В этом плане, на мой взгляд, незаслуженно забыт такой продукт, как метанол.
Хотя в Советском Союзе индустриализация начиналась, в том числе, с получения первого отечественного метанола — в 1934 году на заводе, построенном в Сталиногорске (ныне — Новомосковск). Пока нефть и газ не стали «нашим всем», химическая промышленность была на особом контроле у советского руководства.
А в конце 60-х тогдашний министр химической промышленности Леонид Костандов предлагал построить в Мурманске метанольный трубопровод для налаживания экспорта. В итоге, правда, идея была сильно «отредактирована». И в итоге воплотилась в ныне печально знаменитом аммиакопроводе Тольятти-Одесса.
— В чем «потребительская ценность» метанола? Почему его будут покупать у России?
— Метанол используется практически во всех системно-значимых отраслях экономики. В сельском хозяйстве, обрабатывающей промышленности, фармацевтике, строительстве… Есть даже проекты использования метанола в качестве топлива для транспорта. Именно таким образом в США десять лет назад пытались противостоять «энергетической монополии» ОПЕК.
Понятно, что метанол производится во многих странах. Но у России есть важное конкурентное преимущество — доступ к сравнительно недорогому сырью и электроэнергии. Ведь на сегодняшний день наиболее эффективное метанольное производство — с использованием природного газа.
Здесь у нас, что называется, не было бы счастья… Фактическое закрытие для России европейского газового рынка дает возможность направить нереализованное на Западе «голубое топливо» — если не всё, то частично — на производство метанола.
— Сам метанол тоже под западными санкциями? Кому мы сейчас его продаем?
— В октябре 2022 года ЕС принял восьмой санкционный пакет, который предполагал, в том числе, и отказ от закупок и транспортировки российского метанола. Правда, и это, кстати, весьма показательная ремарка, ссылаясь на «необходимость иметь больше времени для заключения контрактов по диверсификации своих поставок», фактический запрет на импорт вступил в силу лишь в июне 2023-го.
В результате по итогам 2022 года основными направлениями отгрузки были Финляндия (около 860 тыс. тонн) и Белоруссия (более 835 тыс. тонн), — де-факто это как раз экспорт на Запад.
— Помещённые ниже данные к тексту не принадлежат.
PR #8951, opened 2021-05-26
[RFC] Networking Refactor

nholland94:
https://github.com/MinaProtocol/mina/blob/rfc/networking-refactor/rfcs/0042-networking-refactor.md


nholland94:
Thinking about it some more, it might make more sense to represent peer traversals for queries using a tree rather than a graph. I can't think of a use case that we would want a graph for, with perhaps the exception of trying some random peers in parallel before trying a specific peer only if those all fail. Using a tree makes this a easier to implement safely since a tree traversal is finitive but a graph traversal is only finitive for acyclic graphs.

Curious if others have thoughts on this.

rfcs/0042-networking-refactor.md
```diff
@@ -0,0 +1,334 @@
...
+
+#### Serialization Format
+
+The new serialization format will be [Cap'N Proto](https://capnproto.org/). There are already [Go](https://github.com/capnproto/go-capnproto2) and [OCaml](https://github.com/capnproto/capnp-ocaml) libraries for the Cap'N Proto serialization format, which generate code for each language based on a common schema definition of the protocol. Using Cap'N Proto instead of JSON will allow us to embed raw binary data in our IPC messages, which will avoid the rather costly and constant base64 encoding/decoding we currently do for all binary data we transfer between the processes. It's possible to keep some pipes in JSON if preferable, but within the current plan, all messages would be converted over to Cap'N Proto to avoid having to support tooling for keeping both serialization formats in sync between the processes.
```
mrmr1993, line 70: I've poked around a bit, Cap'N Proto looks pretty nice!

The OCaml implementation seems to compile down to efficient machine code for integers (at least, for ints < 32 bits; beyond that we use the OCaml heap at some additional cost). However, if we want to get the best efficiency, we may want to tweak their handling of binary data; presumably this will be the largest part of the payload for most messages, and avoiding redundant copying should give us some benefits.

Currently, their default implementation uses `Bytes.t` as the backing type, and uses a `string` to represent the 'data' kind. We would save 2 copies (1 to create the string from the data field, 1 to convert it to a `Bigstring.t` for bin_prot) if we
* used `Bigstring.t` as the backing type (as simple as reimplementing [the interface that `BytesStorage` uses](https://github.com/capnproto/capnp-ocaml/blob/master/src/runtime/bytesStorage.ml) for it)
* emitted a slice of the backing type for bytes (by changing [here](https://github.com/capnproto/capnp-ocaml/blob/dda3d811aa7734110d7af051465011f1f823ffb9/src/runtime/readerInc.ml#L418) and a few places in the codegen).

(Obviously, still, using the drop-in replacement is better than base64-encoding everything :grin:)

rfcs/0042-networking-refactor.md
```diff
@@ -0,0 +1,334 @@
...
+- stdin (used only for initialization message, then closed)
+- stdout (used only for helper logging)
+- stderr (used only for helper logging)
+- stats\_in (publishes helper stats to daemon on an interval)
+- block\_gossip\_in (incoming block gossip messages)
+- mempool\_gossip\_in (other incoming gossip messages, related to mempool state)
+- response\_in (incoming RPC responses)
+- request\_in (incoming RPC requests)
+- validation\_out (all validations except request validations, which are bundled with responses)
+- data\_out (responses, broadcasts)
```
noot, line 55: would the libp2p helper be responsible for tracking who to  send the response to? as well, what kind of messages will need to be broadcast? is there a chance that a malicious peer could send us a bunch of requests, causing a bunch of responses to be sent over this pipe causing the broadcast messages to be ignored?

rfcs/0042-networking-refactor.md
```diff
@@ -0,0 +1,334 @@
...
+
+#### Entrypoints
+
+The new libp2p helper interface would support separate entrypoints for specific libp2p tasks, which will simplify some of the IPC interface by removing one-off RPC calls from OCaml to Go. Now, there will be 3 entrypoints, 2 of which will briefly run some computation and exit the process with a result over stdout, and the last of which starts the actual helper process we will use to connect to the network. These interfaces will be accessed directly via CLI arguments rather than being triggered by IPC messages. In otherwords, the IPC system is only active when the helper is run in `gossip_network` mode.
+
+The supported entrypoints will be:
+- `generate_keypair`
+- `validate_keypair --keypair={keypair}`
```
noot, line 78: is this to validate a previously generated keypair, for the purpose of using the validated keypair with the helper?

rfcs/0042-networking-refactor.md
```diff
@@ -0,0 +1,334 @@
...
+// == The `Config` struct is sent with the `init` message at the start of the protocol.
+
+// The following old fields have been completely removed:
+//   - `metricsPort` (moving over to push-based stats syncing, where we will sync any metrics we want to expose)
+//   - `unsafeNotTrustIp` (only used as a hack in old integration test framework; having it makes p2p code harder to reason about)
+//   - `gaterConfig` (moving towards more abstracted interface in which Go manages gating state data)
+type Config struct {
+  networkId           string      // unique network identifier
+  privateKey          string      // libp2p id private key
+  stateDirectory      string      // directory to store state in (peerstore and dht will be stored/loaded from here)
```
noot, line 113: it might be nice to store the key in a file in the `stateDirectory`, then the libp2p helper can just check that directory for the file

rfcs/0042-networking-refactor.md
nholland94: Yes, we have a CLI command we provide to users that allows them to perform this check, so this is in service of that CLI command.

rfcs/0042-networking-refactor.md
```diff
@@ -0,0 +1,334 @@
...
+  nodes []AbstractPeerNode
+  edges []AbstractPeerEdge
+}
+```
+
+#### Query Control Flow
+
+In contrast to the prior implementation, the query control flow in the new protocol always follows the following pattern:
+
+1) The daemon sends 1 message to the helper to begin the query (this message may instruct the helper to 1 or more requests, with control over maximum parallelism).
```
noot, line 194: to begin (or send out) 1 or more requests?

rfcs/0042-networking-refactor.md
nholland94: I believe we allow users to pass in their own pre-generate keypair via the CLI. We could still pull from the filesystem, but I figured managing that extra state wasn't worth it if we would just write that keypair file before we spawn the helper each time.

rfcs/0042-networking-refactor.md
```diff
@@ -0,0 +1,334 @@
...
+## Drawbacks
+[drawbacks]: #drawbacks
+
+- a refactor of this scope will take some time to test (given historical context for libp2p work, this could be significant)
+  - COUNTER: we will have to do something like this eventually anyway, better to do it now than later
+
+## Rationale and alternatives
+[rationale-and-alternatives]: #rationale-and-alternatives
+
+- instead of refactoring our current go process integration, we could replace our go helper with a rust process now that there is better libp2p support in rust
```
noot, line 323: we were discussing this a bit internally also, I believe with rust it would be possible for OCaml and rust to interact directly over FFI so there wouldn't be a need for pipes, which could potentially be faster. however the obvious downside is this would require a full rewrite of the libp2p code, and more changes to the OCaml side as well

rfcs/0042-networking-refactor.md
nholland94: That's a good point. I imagined that once we have the trust scoring system in place, a case like this would be filtered out via rate limiting, but I suppose that this can still be exploited in a distributed fashion. It probably makes sense to separate our broadcast and response pipes so that an attack like this can't censor your broadcast of blocks.

nholland94: That's a good point. I imagined that once we have the trust scoring system in place, a case like this would be filtered out via rate limiting, but I suppose that this can still be exploited in a distributed fashion. It probably makes sense to separate our broadcast and response pipes so that an attack like this can't censor your broadcast of blocks.

rfcs/0042-networking-refactor.md
nholland94: Updated for clarity.

rfcs/0042-networking-refactor.md
```diff
@@ -0,0 +1,334 @@
...
+
+The transport layer we will use for these data streams will be Unix pipes. The parent daemon process can create all the required Unix pipes for the various data streams, and pass the correct file descriptors (either the write or read descriptors depending on the direction of the pipe) to the child helper process when it initializes. Pipes are considered preferable over shared memory for the data streams since they already provide synchronization primitives for reading/writing and are easier to implement correctly, though shared memory would be likely be slightly more optimized.
+
+Below is a proposed set of data streams we would setup for the helper IPC protocol. Keep in mind that some of these pipes cannot be setup without helper message type awareness, and thus will not be available separately until we perfrom a hard-fork update.
```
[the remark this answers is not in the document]
nholland94: Updated.

rfcs/0042-networking-refactor.md
```diff
@@ -0,0 +1,334 @@
...
+- request\_in (incoming RPC requests)
+- validation\_out (all validations except request validations, which are bundled with responses)
+- data\_out (responses, broadcasts)
+
+The rough priorities for reading the incoming pipes from the daemon process would be:
+
+- block\_gossip\_in
+- response\_in
+- request\_in
+- mempool\_gossip\_in
```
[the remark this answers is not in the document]
nholland94: My thoughts on this are that this concern will be mostly addressed by bitswap (I believe) since the broadcast messages will be very small once we are in that world. Doing this pipe read prioritization correctly is rather complicated, so I would like to avoid splitting this up and adding additional complexity to that system if possible. Do you believe that the vastly reduced broadcast message sizes in bitswap + rate limiting in trust scoring address this concern, or do you think we need to still put more thought into splitting up these pipes?

rfcs/0042-networking-refactor.md
nholland94: Good catch. Yeah, seems like we should fork that and remove the unnecessary message copies. I will make note of that in the RFC.

bkase: I like this idea -- but could we also try to upstream the changes too?

rfcs/0042-networking-refactor.md
```diff
@@ -0,0 +1,337 @@
...
+  privateKey          string      // libp2p id private key
+  stateDirectory      string      // directory to store state in (peerstore and dht will be stored/loaded from here)
+  listenOn            []Multiaddr // interfaces we listen on
+  externalAddr        Multiaddr   // interface we advertise for other nodes to connect to
+  floodGossip         bool        // enables gossip flooding (should only be turned on for protected nodes hidden behind a sentry node)
+  directPeers         []Multiaddr // forces the node to maintain connections with peers in this list (typically only used for sentry node setups and other specific networking scenarios; these peers are automatically trustlisted)
+  seedPeers           []Multiaddr // list of seed peers to connect to initially (seeds are automatically trustlisted)
+  maxConnections      int         // maximum number of connections allowed before the connection manager begins trimming open connections
+  validationQueueSize int         // size of the queue of active pending validation messages
+  // TODO: peerExchange bool vs minaPeerExchange bool (seems like at least one of these should be deprecated)
```
bkase, line 124: It's probably worth trying to see when we do the refactor if the libp2p builtin peerExchange starts working (maybe we did something weird that disabled it in our current implementation) before falling back to our custom peer exchange

rfcs/0042-networking-refactor.md
```diff
@@ -0,0 +1,337 @@
...
+  messageMaxSize        float64
+  messageAvgSize        float64
+  latencyMin            float64
+  latencyMax            float64
+  latencyAvg            float64
+  totalBandwidthIn      float64
+  totalBandwidthOut     float64
+  totalBandwidthRateIn  float64
+  totalBandwidthRateOut float64
+}
```
bkase, line 146: you could create a `MinMaxAvg` struct and make `latency MinMaxAvg` and `message MinMaxAvg` (likewise with moving totalBandwidth* to another struct).

I think this could help prevent us from making a stupid mistake just due to misreading field names

rfcs/0042-networking-refactor.md
```diff
@@ -0,0 +1,337 @@
...
+type ValidationStatus int
+const (
+  VALIDATION_ACCEPT ValidationStatus = iota
+  VALIDATION_REJECT
+  VALIDATION_IGNORE
+)
+
+// == These types define the concept of an `AbstractPeerGraph`, which
+// == describes a peer traversal algorithm for the helper to perform
+// == as when finding a successful response to an RPC query.
```
bkase, line 160: Can you describe more how this graph is interpreted when sending a request? This is to prevent round-trips to ocaml on retries right? What is the representation for the "start" node of the graph (where we explore for the initial query) -- what does it mean if a node is connected to another in the graph but not this start node? Is it a representation of "if this request fails/times out, then request the connecting node?

rfcs/0042-networking-refactor.md
```diff
@@ -0,0 +1,337 @@
...
+
+### OCaml Implementation
+
+Structure wise, the OCaml implementation will continue to model the network interface abstractly so that a dummy implementation may be used for unit testing purposes. We will continue to have an [interface](../src/lib/gossip_net/intf.ml) along with a [existential wrapper](../src/lib/gossip_net/any.ml) that provides indirection over the selected gossip network implementation. A [stub implementation](../src/lib/gossip_net/fake.ml) will also continue to exist.
+
+In order to maintain reasonable separation of concerns, the libp2p helper implementation of the gossip network interface will be split into 2 main modules.
+- `Libp2p` :: direct low-level access to `libp2p_helper` process management and protocol
+- `Mina_net` :: high-level networking interface which defines supported RPCs and exposes networking functionality to the rest of the code (publicly exposed to the rest of the code)
+
+The RPC interface would continue to be defined under the [current GADT based setup](../src/lib/mina_networking/mina_networking.ml). This type setup will also be extended so that `Rpc.implementation`
```
bkase, line 241: Will this remove the redundancy in the current `mina_networking.ml` file? It looks like the extra functions that trivially pattern-match are mostly just doing so to deal with RPC.implementations defined elsewhere? I don't 100% understand what you're saying will change here (and I don't think I need to), just want to make sure you're thinking about trying to limit that boilerplate extra stuff

rfcs/0042-networking-refactor.md
```diff
@@ -0,0 +1,337 @@
...
+
+  val broadcast : t -> Gossip_message.t -> unit Deferred.t
+
+  val ban_peer : t -> Peer.t -> unit Deferred.t
+end
+```
+
+### Go Implementation
+
+The Go implementation will be fairly similar to how it's structured today. The scope of the state it maintains is more or less the same, the biggest changes introduced in this RFC effect the OCaml code more.  The main work in Go will just be switching it to use Cap'N Proto and use the new message format instead of the old one.
```
bkase, line 313: if the go code is more or less the same, we should probably just remove the libp2p-peer-exchange option and accept fate that we have to just do the minaExchange manually

rfcs/0042-networking-refactor.md
bkase: I think this is something we can (and should) revisit in a year or two when the Rust libp2p Mina work is more mature.

aneesharaines (commented):
Can you add some information on what we will need to do or make sure this is tested thoroughly?   ie, tests to add, qaNets or devnet.  Also what there the areas of highest risk for this change?

rfcs/0042-networking-refactor.md
```diff
@@ -0,0 +1,337 @@
...
+
+The transport layer we will use for these data streams will be Unix pipes. The parent daemon process can create all the required Unix pipes for the various data streams, and pass the correct file descriptors (either the write or read descriptors depending on the direction of the pipe) to the child helper process when it initializes. Pipes are considered preferable over shared memory for the data streams since they already provide synchronization primitives for reading/writing and are easier to implement correctly, though shared memory would be likely be slightly more optimized.
```
psteckler, line 42: You could also use Unix sockets.

nholland94: From my research, Unix sockets are much slower and involve more overhead. They are also entirely bidirectional, and this design involves a series of asymmetric unidirectional communication channels. I will add this to the "rationale and alternatives" section, but let me know if there is an argument for considering Unix sockets further.

rfcs/0042-networking-refactor.md
nholland94: Yeah, plan is to collapse all the current files into the structure defined in this RFC.

nholland94:
We are going to begin working on pieces of this related to the IPC serialization format. However, I am not quite ready to close out this RFC yet. @georgeee has recommended the usage of ZMQ rather than Unix pipes for the IPC transport layer, and I think that suggestion is worth some additional research and consideration before we commit to the RFC as is.

mrmr1993:
!ci-build-me

mrmr1993 (approved):

mrmr1993:
!ci-build-me

mrmr1993:
!ci-build-me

Через Дальний Восток было отправлено около 165 тыс. тонн метанола. Но уже в этом году многие участники рынка считают, что перевалка через дальневосточные порты может достичь 700 тыс. тонн.
— Российская логистическая — прежде всего, портовая — инфраструктура готова к такой «смене ориентиров»?
— Долгие годы основными морскими «воротами в мир» для отечественных производителей метанола был финский порт Хамина-Котка. Плоды такой «логистической однобокости» мы теперь и пожинаем.
Но опять же, зато теперь появился стимул строить и оперативно развивать уже свои, российские портовые мощности.
Эта овчинка стоит выделки. По прогнозам Emergen Research, консалтинговой компании, специализирующихся на исследованиях в области прорывных технологий, в течение ближайшего десятилетия мировой рынок метанола вырастет на треть — почти до $45 млрд.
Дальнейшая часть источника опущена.